Stored data entries:
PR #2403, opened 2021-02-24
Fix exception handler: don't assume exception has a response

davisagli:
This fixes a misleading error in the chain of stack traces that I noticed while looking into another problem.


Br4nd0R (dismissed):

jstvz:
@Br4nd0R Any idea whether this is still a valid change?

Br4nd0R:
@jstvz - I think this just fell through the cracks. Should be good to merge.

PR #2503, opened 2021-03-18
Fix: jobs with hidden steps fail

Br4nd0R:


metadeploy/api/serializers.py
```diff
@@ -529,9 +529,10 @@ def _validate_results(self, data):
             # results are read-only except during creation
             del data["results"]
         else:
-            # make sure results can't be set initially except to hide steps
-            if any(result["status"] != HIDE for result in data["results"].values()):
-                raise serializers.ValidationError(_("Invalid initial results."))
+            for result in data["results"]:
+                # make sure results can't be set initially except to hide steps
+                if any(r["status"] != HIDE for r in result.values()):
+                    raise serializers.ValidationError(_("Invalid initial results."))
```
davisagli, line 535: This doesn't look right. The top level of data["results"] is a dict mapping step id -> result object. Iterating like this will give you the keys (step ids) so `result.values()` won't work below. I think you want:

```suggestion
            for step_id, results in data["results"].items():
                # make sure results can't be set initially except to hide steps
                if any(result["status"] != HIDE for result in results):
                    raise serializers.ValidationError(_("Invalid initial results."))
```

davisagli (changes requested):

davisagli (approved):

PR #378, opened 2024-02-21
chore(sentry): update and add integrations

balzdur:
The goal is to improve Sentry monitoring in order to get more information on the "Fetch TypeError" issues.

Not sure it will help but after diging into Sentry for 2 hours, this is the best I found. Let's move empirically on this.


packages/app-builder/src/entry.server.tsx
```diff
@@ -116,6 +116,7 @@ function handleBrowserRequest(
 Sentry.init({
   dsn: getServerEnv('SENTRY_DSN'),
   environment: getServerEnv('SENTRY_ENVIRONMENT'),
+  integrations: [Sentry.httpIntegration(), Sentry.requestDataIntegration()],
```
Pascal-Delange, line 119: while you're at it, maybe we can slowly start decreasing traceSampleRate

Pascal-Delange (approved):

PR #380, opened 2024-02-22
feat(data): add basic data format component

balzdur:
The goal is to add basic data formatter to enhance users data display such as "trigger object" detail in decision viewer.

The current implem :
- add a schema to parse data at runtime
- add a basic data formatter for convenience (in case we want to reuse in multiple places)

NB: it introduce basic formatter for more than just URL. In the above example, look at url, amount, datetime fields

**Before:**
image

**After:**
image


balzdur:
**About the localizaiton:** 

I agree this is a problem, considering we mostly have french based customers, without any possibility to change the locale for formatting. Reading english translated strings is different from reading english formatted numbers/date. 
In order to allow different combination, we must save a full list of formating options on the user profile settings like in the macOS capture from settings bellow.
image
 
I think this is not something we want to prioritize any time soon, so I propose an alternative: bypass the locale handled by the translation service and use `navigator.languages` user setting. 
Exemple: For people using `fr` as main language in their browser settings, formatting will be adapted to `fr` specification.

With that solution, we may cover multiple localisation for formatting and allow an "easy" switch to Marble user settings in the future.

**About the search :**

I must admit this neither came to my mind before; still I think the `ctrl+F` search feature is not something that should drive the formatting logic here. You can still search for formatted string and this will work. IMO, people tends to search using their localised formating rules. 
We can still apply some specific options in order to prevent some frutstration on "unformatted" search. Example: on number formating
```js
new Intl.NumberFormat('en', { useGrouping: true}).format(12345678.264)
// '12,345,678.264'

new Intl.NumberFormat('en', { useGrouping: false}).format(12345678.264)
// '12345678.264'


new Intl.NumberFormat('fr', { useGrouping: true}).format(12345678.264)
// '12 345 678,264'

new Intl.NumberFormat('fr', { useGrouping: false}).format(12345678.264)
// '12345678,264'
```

Assigned task: Each of the entries above should be written out again exactly.

The completed task:
PR #2403, opened 2021-02-24
Fix exception handler: don't assume exception has a response

davisagli:
This fixes a misleading error in the chain of stack traces that I noticed while looking into another problem.


Br4nd0R (dismissed):

jstvz:
@Br4nd0R Any idea whether this is still a valid change?

Br4nd0R:
@jstvz - I think this just fell through the cracks. Should be good to merge.

PR #2503, opened 2021-03-18
Fix: jobs with hidden steps fail

Br4nd0R:


metadeploy/api/serializers.py
```diff
@@ -529,9 +529,10 @@ def _validate_results(self, data):
             # results are read-only except during creation
             del data["results"]
         else:
-            # make sure results can't be set initially except to hide steps
-            if any(result["status"] != HIDE for result in data["results"].values()):
-                raise serializers.ValidationError(_("Invalid initial results."))
+            for result in data["results"]:
+                # make sure results can't be set initially except to hide steps
+                if any(r["status"] != HIDE for r in result.values()):
+                    raise serializers.ValidationError(_("Invalid initial results."))
```
davisagli, line 535: This doesn't look right. The top level of data["results"] is a dict mapping step id -> result object. Iterating like this will give you the keys (step ids) so `result.values()` won't work below. I think you want:

```suggestion
            for step_id, results in data["results"].items():
                # make sure results can't be set initially except to hide steps
                if any(result["status"] != HIDE for result in results):
                    raise serializers.ValidationError(_("Invalid initial results."))
```

davisagli (changes requested):

davisagli (approved):

PR #378, opened 2024-02-21
chore(sentry): update and add integrations

balzdur:
The goal is to improve Sentry monitoring in order to get more information on the "Fetch TypeError" issues.

Not sure it will help but after diging into Sentry for 2 hours, this is the best I found. Let's move empirically on this.


packages/app-builder/src/entry.server.tsx
```diff
@@ -116,6 +116,7 @@ function handleBrowserRequest(
 Sentry.init({
   dsn: getServerEnv('SENTRY_DSN'),
   environment: getServerEnv('SENTRY_ENVIRONMENT'),
+  integrations: [Sentry.httpIntegration(), Sentry.requestDataIntegration()],
```
Pascal-Delange, line 119: while you're at it, maybe we can slowly start decreasing traceSampleRate

Pascal-Delange (approved):

PR #380, opened 2024-02-22
feat(data): add basic data format component

balzdur:
The goal is to add basic data formatter to enhance users data display such as "trigger object" detail in decision viewer.

The current implem :
- add a schema to parse data at runtime
- add a basic data formatter for convenience (in case we want to reuse in multiple places)

NB: it introduce basic formatter for more than just URL. In the above example, look at url, amount, datetime fields

**Before:**
image

**After:**
image


balzdur:
**About the localizaiton:** 

I agree this is a problem, considering we mostly have french based customers, without any possibility to change the locale for formatting. Reading english translated strings is different from reading english formatted numbers/date. 
In order to allow different combination, we must save a full list of formating options on the user profile settings like in the macOS capture from settings bellow.
image
 
I think this is not something we want to prioritize any time soon, so I propose an alternative: bypass the locale handled by the translation service and use `navigator.languages` user setting. 
Exemple: For people using `fr` as main language in their browser settings, formatting will be adapted to `fr` specification.

With that solution, we may cover multiple localisation for formatting and allow an "easy" switch to Marble user settings in the future.

**About the search :**

I must admit this neither came to my mind before; still I think the `ctrl+F` search feature is not something that should drive the formatting logic here. You can still search for formatted string and this will work. IMO, people tends to search using their localised formating rules. 
We can still apply some specific options in order to prevent some frutstration on "unformatted" search. Example: on number formating
```js
new Intl.NumberFormat('en', { useGrouping: true}).format(12345678.264)
// '12,345,678.264'

new Intl.NumberFormat('en', { useGrouping: false}).format(12345678.264)
// '12345678.264'


new Intl.NumberFormat('fr', { useGrouping: true}).format(12345678.264)
// '12 345 678,264'

new Intl.NumberFormat('fr', { useGrouping: false}).format(12345678.264)
// '12345678,264'
```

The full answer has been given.